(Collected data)
PR #3704, opened 2025-03-06
Use the same session of SOAP client when VC is bigger than 8.0U3

rikatz:
## Description

On vCenter versions bigger than 8.0U3 there is no need anymore to do a new Rest Login. Instead, the same token/cookie from the Soap client can be reused.

The current change makes the rest.NewClient verify if the parent soap client was created against a vCenter bigger than 8U3 and reuse the session, and also turns Login() a noop in the same case.

## How Has This Been Tested?

Did some internal tests with the code calling library and tags API. More tests are pending

## Guidelines

### DIFF
--- a/go.mod
+++ b/go.mod
@@ -3,6 +3,7 @@ module github.com/vmware/govmomi
 go 1.21 // required for slices/maps package and built-in clear function
 
 require (
+	github.com/Masterminds/semver/v3 v3.3.1
 	github.com/a8m/tree v0.0.0-20230208161321-36ae24ddad15
 	github.com/dougm/pretty v0.0.0-20160325215624-add1dbc86daf
 	github.com/google/go-cmp v0.7.0
--- a/vapi/rest/client.go
+++ b/vapi/rest/client.go
@@ -30,10 +30,16 @@ import (
 	"sync"
 	"time"
 
+	"github.com/Masterminds/semver/v3"
+
 	"github.com/vmware/govmomi/vapi/internal"
 	"github.com/vmware/govmomi/vim25"
 	"github.com/vmware/govmomi/vim25/soap"
 	"github.com/vmware/govmomi/vim25/types"
+)
+
+var (
+	vc8U3Ver = semver.MustParse("8.0.3-0")
 )
 
 // Client extends soap.Client to support JSON encoding, while inheriting security features, debug tracing and session persistence.
@@ -42,6 +48,8 @@ type Client struct {
 
 	*soap.Client
 	sessionID string
+
+	u3OrGreater bool
 }
 
 // Session information
@@ -66,7 +74,20 @@ func (m *LocalizableMessage) Error() string {
 func NewClient(c *vim25.Client) *Client {
 	sc := c.Client.NewServiceClient(Path, "")
 
-	return &Client{Client: sc}
+	restc := &Client{Client: sc}
+
+	// On 8.0U3 and greater, we don't need to Login to get a SessionID.
+	// Instead we can copy the SOAP session cookie
+	clientVer, err := semver.NewVersion(c.ServiceContent.About.Version)
+	if err == nil && clientVer.GreaterThanEqual(vc8U3Ver) {
+		restc.u3OrGreater = true
+
+		if c.SessionCookie() != nil && c.SessionCookie().Value != "" {
+			restc.SessionID(c.SessionCookie().Value)
+		}
+	}
+
+	return restc
 }
 
 // SessionID is set by calling Login() or optionally with the given id param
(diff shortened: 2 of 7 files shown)


vapi/rest/client.go
```diff
@@ -66,7 +74,20 @@ func (m *LocalizableMessage) Error() string {
...
+	restc := &Client{Client: sc}
+
+	// On 8.0U3 and greater, we don't need to Login to get a SessionID.
+	// Instead we can copy the SOAP session cookie
+	clientVer, err := semver.NewVersion(c.ServiceContent.About.Version)
+	if err == nil && clientVer.GreaterThanEqual(vc8U3Ver) {
+		restc.u3OrGreater = true
+
+		if c.SessionCookie() != nil && c.SessionCookie().Value != "" {
+			restc.SessionID(c.SessionCookie().Value)
```
dougm, line 86: Not sure about changing the behavior of `NewClient` and `Login`. Thinking about the various ways existing applications handle the need to re-authenticate and not wanting to break them. Using `SessionID()` here does not account for that session becoming invalid. Untested, but I'm thinking like the patch below. So if an app/caller is aware of this U3 feature, they simply don't call the `Login/Logout` methods and every rest API call will pull the current soap session from the `soap.Client.Jar`. What do you think?

```patch
modified   vapi/rest/client.go
@@ -76,7 +76,13 @@ func (c *Client) SessionID(id ...string) string {
 	if len(id) != 0 {
 		c.sessionID = id[0]
 	}
-	return c.sessionID
+	if c.sessionID != "" {
+		return c.sessionID
+	}
+	if c := c.SessionCookie(); c != nil {
+		return c.Value // use the current soap session
+	}
+	return ""
 }
```

dougm: Another version of the patch (also untested), but we should just share the CookieJar, can't think of why we didn't do that originally. Then you can use the already embedded soap.Client.SessionCookie:

```patch
diff --git a/vapi/rest/client.go b/vapi/rest/client.go
index 048b65f3..4d59048c 100644
--- a/vapi/rest/client.go
+++ b/vapi/rest/client.go
@@ -76,7 +76,13 @@ func (c *Client) SessionID(id ...string) string {
 	if len(id) != 0 {
 		c.sessionID = id[0]
 	}
-	return c.sessionID
+	if c.sessionID != "" {
+		return c.sessionID
+	}
+	if c := c.SessionCookie(); c != nil {
+		return c.Value
+	}
+	return ""
 }
 
 type marshaledClient struct {
diff --git a/vim25/soap/client.go b/vim25/soap/client.go
index b7ff99f5..d2f12b09 100644
--- a/vim25/soap/client.go
+++ b/vim25/soap/client.go
@@ -260,8 +260,8 @@ func (c *Client) newServiceClientWithTransport(path string, namespace string, t
 	}
 	c.hostsMu.Unlock()
 
-	// Copy the cookies
-	client.Client.Jar.SetCookies(u, c.Client.Jar.Cookies(u))
+	// Share the cookie Jar, it is thread safe
+	client.Client.Jar = c.Client.Jar
 
 	// Copy any query params (e.g. GOVMOMI_TUNNEL_PROXY_PORT used in testing)
 	client.u.RawQuery = vc.RawQuery
```

go.mod
```diff
@@ -3,6 +3,7 @@ module github.com/vmware/govmomi
 go 1.21 // required for slices/maps package and built-in clear function
 
 require (
+	github.com/Masterminds/semver/v3 v3.3.1
```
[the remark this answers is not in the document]
tenthirtyam: `hashicorp/go-version` is also one I recommend in the event you need and external package.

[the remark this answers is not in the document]
tenthirtyam: We should consider - future of course - if we need our own external library based on our versioning scheme that can be used by our projects. Happy to hit this one up later. LMK.

vapi/rest/client.go
rikatz: I was thinking about it. My bigger concern is about situations like a CSI/CPI case. They may connect to multiple vCenters, so in that case still for those programs to be aware or not, they would need to check the VC version before doing Login/Logout, right? I can test if just changing the approach as suggested would work.

dougm: vim25.Client and vCenter instance are 1:1, same with rest.Client, don't see multiple VCs being a problem here.
CSI/CPI/etc apps would only need be aware of VC version if they choose to opt-into this session sharing.
Otherwise the existing pattern of Login+Logout to the rest endpoint will continue to work the same way.

rikatz:
folks, I've been on vacation and am coming back kind of now. will be back to this PR soon, sorry for the delay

=== TASK STATEMENT ===
Give the number of lines in the entries above that include the word "work", and nothing more.

=== ANSWER BOX ===
2